--- START ---
Issue #316, opened 2024-10-11
Lessons to learn from STAC's extensibility


TomAugspurger:
As mentioned in https://github.com/zarr-developers/zarr-specs/pull/309, I ran across some challenges with how the Zarr v3 spec does extensions. I think that we might be able to learn some lessons from how [STAC](https://github.com/radiantearth/stac-spec/) handles extensions.

---

tl/dr: I think Zarr would benefit from a better extension story that removed the need to have any involvement from anyone other than the extension author and any tooling wishing to use that extension. JSON schema + a `zarr_extensions` field on `Group` and `Array` would get us most of the way there. The current requirements of `must_understand: false` and `name: URL` in the extension objects feels like a weaker version of this.

---

## How STAC does extensibility

STAC is a JSON-based format for cataloging geospatial assets. https://github.com/radiantearth/stac-spec/blob/master/extensions/README.md#overview lays out how STAC allows itself to be extended, but there are a few key components

1. STAC uses [jsonschema](https://www.jsonschema.net) to define schemes for both the core metadata and extensions.
2. All STAC objects (`Collection`, `Item`, etc.) include a `stac_version` field.
3. All STAC objects (`Collection`, `Item`) include a `stac_extensions` array with a list of URLs to JSON Schema definitions that can be used for validation.

Together, these are sufficient to allow extensions to extend basically any part of STAC without any involvement from the core of STAC. Tooling built around STAC coordinates through `stac_extensions` For example, a validator can load the JSON schema definitions for the core metadata (using the `stac_version` field) and all extensions (using the URLs in `stac_extensions`) and validate a document against those schemas. Libraries wishing to use some feature can check for the presence of a specific `stac_extension` URL.

You also get the ability to version things separately. The core metadata can be at `1.0.0`, while the `proj` extension is a 2.0.0 without issue.

## How that might apply to Zarr

Two immediate reactions to the thought of applying that to Zarr:

1. Zarr does have JSON documents for describing the metadata of nodes in a Zarr hierarchy. We could pretty easily take the same concepts and apply them more or less directly to the `Group` and `Array` definitions (and possibly other fields within; STAC does this as well for, e.g. `Assets` which live inside an `Item`).
2. STAC is entirely JSON-based, while much of Zarr concerns how binary blobs are stored, transformed, etc. While portions of these extension points might be configured (and validated by JSON schema) in the metadata document, much of it will lie outside.

## How does this relate to what zarr has today?

[...]

PR #317, opened 2024-10-11
Clarify extra / must_understand language

TomAugspurger:
xref https://github.com/zarr-developers/zarr-specs/issues/316#issuecomment-2407162818: clarifies that extra keys are allowed in the node metadata, they just must have this `must_understand` field set to `false`.


d-v-b (approved):

d-v-b:
thanks!

rabernat (approved):
I don't know why we let this languish so long. Seems like a minor clarification, should be merged asap.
--- END ---
◆ **Try it**: What you return should be only the lines from the line containing "clarifies that extra" through the end of the material above, reproduced exactly, first and last included.

◆ **Your solution**:
xref https://github.com/zarr-developers/zarr-specs/issues/316#issuecomment-2407162818: clarifies that extra keys are allowed in the node metadata, they just must have this `must_understand` field set to `false`.


d-v-b (approved):

d-v-b:
thanks!

rabernat (approved):
I don't know why we let this languish so long. Seems like a minor clarification, should be merged asap.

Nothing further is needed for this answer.